Rorate Caeli

De Mattei: “Columbus is ours!”

 

Roberto de Mattei 
Corrispondenza Romana
June 17, 2020 [Repost]

“Columbus noster est!” “Christopher Columbus is ours!” These words of Leo XIII, in his encyclical Quarto Abeunte Saeculo, issued July 16, 1892, on the IV Centenary of the discovery of America, are like a distant echo to us, at a time when iconoclastic fury in the United States of America is destroying the figure of the Italian navigator.
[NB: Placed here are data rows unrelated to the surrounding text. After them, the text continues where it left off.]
PR #606, opened 2015-01-12
Added Scenario skipping extension link

gquemener:


docs/cookbook/extensions.rst
```diff
@@ -69,3 +69,4 @@ Miscellaneous
  * `Data provider <https://github.com/coduo/phpspec-data-provider-extension>`_
  * `Matcher extension <https://github.com/coduo/phpspec-matcher-extension>`_
  * `Behat Integration <https://github.com/richardmiller/BehatSpec>`_
+ * `Scenario skipping through annotation <https://github.com/akeneo/PhpSpecSkipExampleExtension>`_
```
stof: the extension is skipping examples, not scenarios. There is no concept of scenario in PhpSpec (this is a Gherkin concept, which is then used in Behat)

PR #1145, opened 2017-09-04
Fix invalid ErrorMaintainer spec path and namespace

nightlinus:
My previous PR intoduce spec with wrong path and namespace :(. This fix it.


ciaranmcnulty:
Good spot!

PR #1148, opened 2017-09-07
Speed up code analysis

bendavies:
I noticed when running the https://github.com/Sylius/Sylius test suite that the time to wait before the specs starting running was surprisingly long, so I thought I'd investigate.

The issue seems to be that `is_array` is pretty slow, and noticeably so on a large test suite like sylius where it's called 18,689,042 times

Profile before commit:
https://blackfire.io/profiles/1f53b17c-25ce-4534-9d5a-8f80bc5f80fc/graph

After:
https://blackfire.io/profiles/94c981eb-f7cb-48d0-8a69-c3150ad067c7/graph

Comparison:
https://blackfire.io/profiles/compare/c5bb8576-d83c-4ce0-80f4-89d0448aac64/graph

A pretty decent speed up of "-48%"

### DIFF
--- a/src/PhpSpec/CodeAnalysis/TokenizedNamespaceResolver.php
+++ b/src/PhpSpec/CodeAnalysis/TokenizedNamespaceResolver.php
@@ -47,7 +47,7 @@ final class TokenizedNamespaceResolver implements NamespaceResolver
                         $this->currentNamespace = trim($this->currentNamespace);
                         $this->state = self::STATE_DEFAULT;
                     }
-                    elseif (is_array($token)) {
+                    elseif (((array) $token === $token)) {
                         $this->currentNamespace .= $token[1];
                     }
                     break;
@@ -59,7 +59,7 @@ final class TokenizedNamespaceResolver implements NamespaceResolver
                     elseif (',' == $token) {
                         $this->storeCurrentUse();
                     }
-                    elseif (is_array($token)) {
+                    elseif (((array) $token === $token)) {
                         $this->currentUse = $this->currentUseGroup . trim($token[1]);
                     }
                     break;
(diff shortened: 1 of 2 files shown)


ciaranmcnulty:
Great, thanks!

ciaranmcnulty:
BTW this is crazy that that's slower but LOL PHP

bendavies:
Thanks for the merge! that was fast

fabpot:
Does it give a significant impact on real-world scenarios? I mean, changing a function call by a cast will always have a big impact for Blackfire as the function call is instrumented (so slower), the cast is not.

bendavies:
@fabpot you are absolutely right. i really should have real world tested if first.
I'm going to revert this PR.
The real result is....no change, or actually casting is slightly slower.

ciaranmcnulty:
Oh! I didn't realise blackfire introduced this sort of effect - thanks @fabpot

nicolas-grekas:
The correct fix for this (if there is anything to improve one Blackfire's overhead has been removed), is to prefix the call by a `\\`: this will allow opcache to use not a function call but a much faster instruction of the VM.

bendavies:
@nicolas-grekas nice, i forgot there was a perf gain for doing that. I'll give it a go.

bendavies:
@nicolas-grekas the problem with that, obviously, is opcache being disabled on the CLI by default.

nicolas-grekas:
I'm not even sure this is an opcache-only optim, @jpauli wdyt?

avant1:
Generated opcodes are different.
Adding `\` prefix gives [2 opcodes less](https://3v4l.org/SSalN/vld#output) compared to [version without it](https://3v4l.org/0D2Pv/vld#output).

Since there are less instructions, it should be executed faster, right?

nicolas-grekas:
@avant1 thanks! This means it doesn't rely on opcache, so all good (Yes, a type check is much faster than a function call)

Leo XIII states in this encyclical that Christopher Columbus’s venture: «is in itself the highest and grandest which any age has ever seen accomplished by man; and he who achieved it, for the greatness of his mind and heart, can be compared to but few in the history of humanity. By his toil another world emerged from the unsearched bosom of the ocean: hundreds of thousands of mortals have, from a state of blindness, been raised to the common level of the human race, reclaimed from savagery to gentleness and humanity; and, greatest of all, by the acquisition of those blessings of which Jesus Christ is the author, they have been recalled from destruction to eternal life. (…) For Columbus is ours; since if a little consideration be given to the particular reason of his design in exploring the mare tenebrosum, and also the manner in which he endeavored to execute the design, it is indubitable that the Catholic faith was the strongest motive for the inception and prosecution of the design; so that for this reason also the whole human race owes not a little to the Church. (…) This view and aim is known to have possessed his mind above all; namely, to open a way for the Gospel over new lands and seas. (…) Columbus certainly had joined to the study of nature the study of religion, and had trained his mind on the teachings that well up from the most intimate depths of the Catholic faith. For this reason, when he learned from the lessons of astronomy and the record of the ancients, that there were great tracts of land lying towards the West, beyond the limits of the known world, lands hitherto explored by no man, he saw in spirit a mighty multitude, cloaked in miserable darkness, given over to evil rites, and the superstitious worship of vain gods. Miserable it is to live in a barbarous state and with savage manners: but more miserable to lack the knowledge of that which is highest, and to dwell in ignorance of the one true God. Considering these things, therefore, in his mind, he sought first of all to extend the Christian name and the benefits of Christian charity to the West, as is abundantly proved by the history of the whole undertaking”».  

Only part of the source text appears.